In this article, I’ll share how we found this balance and how we shipped this core component of our platform.
First, some context
Before diving in, it’s worth understanding how our Slack integration works. At its most basic level, whenever a customer asks a question in a Slack channel, the message and any subsequent threads are captured in Plain.
From Plain, you can reply to Slack messages and the reply appears exactly as it would if you replied directly from Slack.
If you’re curious to see how it works, you can check out more information in our docs.
Spike: One week from kickoff to working feature
We started the project by deep-diving into Slack’s APIs, and prototyping a vertical cut of the full Slack integration to get a subset of the full functionality working end to end. For this first pass, we didn’t write any tests, ignored edge cases, and kept all Slack-related code contained by using feature flags and a separate code structure.

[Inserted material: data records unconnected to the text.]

PR #2576, opened 2019-07-05
Remove ChunkResponse from the streaming API

sebtomba:
## Overview
Remove ChunkResponse from the streaming API because it's misleading. Instead, use `TLResponse` and respond with `NoResponse` when the streaming was successful and with `InternalCommunicationError` otherwise.

### JIRA ticket:
https://rchain.atlassian.net/browse/RCHAIN-3605

## Note
This is a breaking change in the node to node protocol.

### DIFF
--- a/comm/src/main/scala/coop/rchain/comm/transport/GrpcTransportReceiver.scala
+++ b/comm/src/main/scala/coop/rchain/comm/transport/GrpcTransportReceiver.scala
@@ -68,13 +68,15 @@ object GrpcTransportReceiver {
             Opened(StreamHandler.StreamError.circuitOpened)
           else Closed
 
-        def stream(observable: Observable[Chunk]): Task[ChunkResponse] = {
+        def stream(observable: Observable[Chunk]): Task[TLResponse] = {
           import StreamHandler._
           import StreamError.StreamErrorToMessage
 
-          (handleStream(tempFolder, observable, circuitBreaker) >>= {
-            case Left(error @ StreamError.Unexpected(t)) => logger.error(error.message, t)
-            case Left(error)                             => logger.warn(error.message)
+          handleStream(tempFolder, observable, circuitBreaker) >>= {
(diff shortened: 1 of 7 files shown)


EncodePanda (approved):
rename `NoResponse` to `Ack` because since we don't hafve roundtrip anymore '"no response"' is misleading. otherwise 👍

comm/src/test/scala/coop/rchain/comm/transport/GrpcTransportSpec.scala
```diff
@@ -56,10 +56,10 @@ class GrpcTransportSpec extends WordSpecLike with Matchers with Inside {
       sendMessages += request
       response
     }
-    def stream(input: Observable[Chunk]): Task[ChunkResponse] =
+    def stream(input: Observable[Chunk]): Task[TLResponse] =
       input.toListL.map { l =>
         streamMessages += l
-        ChunkResponse()
+        noResponse
```
tymm: I think this should be renamed to `ack` as well.

comm/src/main/scala/coop/rchain/comm/transport/GrpcTransportReceiver.scala
```diff
@@ -89,8 +91,8 @@ object GrpcTransportReceiver {
                       metrics.incrementCounter("dropped.packets"),
                       msg.path.deleteSingleFile[Task]
                     ).sequence
-                  )
-          }).as(ChunkResponse())
+                  ) >> rPConfAsk.reader(c => noResponse(c.local))
```
tymm: See previous comment.

tymm (changes requested):

comm/src/test/scala/coop/rchain/comm/transport/GrpcTransportSpec.scala
sebtomba: @tymm done

tymm (approved):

Using this approach, we were able to ship a working prototype of the integration one week after kicking off the project. This was hugely valuable in helping us understand how we wanted Slack and Plain to interact and shape the full scope.
We took this approach for a few reasons.
Testing the unknown is slow and wasteful
It would have been a waste of time at the beginning to diligently test every edge case without knowing what would eventually be kept and what we’d end up removing. Edge case handling wasn’t going to change the broad strokes of how we wanted the integration to function, so ignoring the edge cases initially helped us to cover more ground faster.
We still had a lot of questions about Slack’s technical domain to sort out at this point as well - many of the possible message payloads about Slack’s API are not well documented and seem rarely used.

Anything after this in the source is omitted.